◆ Activity
Could you please return each line of the data that has the word "casting"?

◆ Dataset
PR #114, opened 2026-04-28
fix: removed default approve vote selection

### LINKED ISSUE #105: No default for vote casting
We must not pre-select a voting outcome when casting a vote. Right now we default to the following:

Image

Nothing should be selected.

ComputerOracle:
Closes #105

---

This fixes the issue where "Approve" is selected by default when opening the voting modal.

The initial state was set to VoteType.APPROVE, which caused the option to be pre-selected. I changed it to null so no option is selected when the modal opens.

Now the user has to actively choose a vote option, which keeps the behavior neutral and matches the expected flow.

### DIFF
--- a/dapp/src/components/page/proposal/VotingModal.tsx
+++ b/dapp/src/components/page/proposal/VotingModal.tsx
@@ -25,9 +25,7 @@ const VotingModal: React.FC<VotersModalProps> = ({
   setIsVoted,
   onClose,
 }) => {
-  const [selectedOption, setSelectedOption] = useState<VoteType | null>(
-    VoteType.APPROVE,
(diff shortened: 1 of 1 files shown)


tupui (changes requested):
Thanks, so this is not working as expected. Now all is selected. You can check here and try to vote yourself

https://deploy-preview-114--staging-tansu.netlify.app/proposal/?id=6&name=tansu
Screenshot 2026-04-29 at 10 38 29

tupui:
I will close the other one then. Please don't open new PRs for the same work in the future. You can update the working branch and force push if needed. Or just merge main. Many options.

PR #116, opened 2026-04-28
Fix maintainer projects in community engagements

### LINKED ISSUE #110: Missing projects in community engagement view
On this project, https://testnet.tansu.dev/project/?name=stellarpga we have GBMOFLBLOINEUB6BTAF6U3PY6YYYMPZ5LT7R7VQCR6RXALBJZOJ4IYTW as a maintainer but as we can see on the membership profile, it does not show that project `stellarpga`

Image

OlaBakare:
The community engagement modal only checked the first page of projects for maintainer roles, so maintainer-only projects on later pages, like `stellarpga`, were missing from the profile.
I added a `getAllProjects()` reader that paginates through all project pages, then changed `MemberProfileModal` to use it when checking whether the member is a maintainer, with canonical project-key derivation for deduping entries.

closes #110

### DIFF
--- a/dapp/src/components/page/dashboard/MemberProfileModal.tsx
+++ b/dapp/src/components/page/dashboard/MemberProfileModal.tsx
@@ -11,13 +11,14 @@ import { connectedPublicKey } from "../../../utils/store";
 import { refreshLocalStorage } from "@service/StateService";
 import {
   getProjectFromId,
-  getProjectsPage,
+  getAllProjects,
 } from "../../../service/ReadContractService";
 import { navigate } from "astro:transitions/client";
 import { Buffer } from "buffer";
 import OnChainActions from "./OnChainActions";
 import { badgeName } from "../../../utils/badges";
 import AddressDisplay from "../proposal/AddressDisplay"; // use existing component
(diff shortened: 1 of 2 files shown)


tupui (changes requested):
Oh I see the issue. Thanks for working on this. Well in that case this is going to be a big problem in the future if we get many projects. Then it's going to have to load too many projects one by one. In that case, can you remove the maintainer indication and only keep the badges to be shown in the profiles? We have to do this until I rethink the logic to have a way to list all maintainers/addresses in a more efficient way.

OlaBakare:
Thanks for the review. I understand the concern about loading too many projects individually.

I will update the PR to remove the maintainer indication logic and keep only the badges that are already shown on the profile, as requested.

OlaBakare:
I have updated the PR based on your request.

The maintainer indication logic and all-project pagination check have been removed. The profile now only keeps the existing badges display, without trying to detect maintainer projects by loading all projects.

Please review again when you have time.

tupui (approved):
Thank you, this works as I expect now 👍

PR #117, opened 2026-04-29
Fix/loading keyfile

### LINKED ISSUE #106: Loading indicator on anonymous vote decoding
When decoding large ballots, it can take a few seconds after loading the key file. We are stuck on seeing this while this happens in the background

Image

◆ Your response
### LINKED ISSUE #105: No default for vote casting
We must not pre-select a voting outcome when casting a vote. Right now we default to the following:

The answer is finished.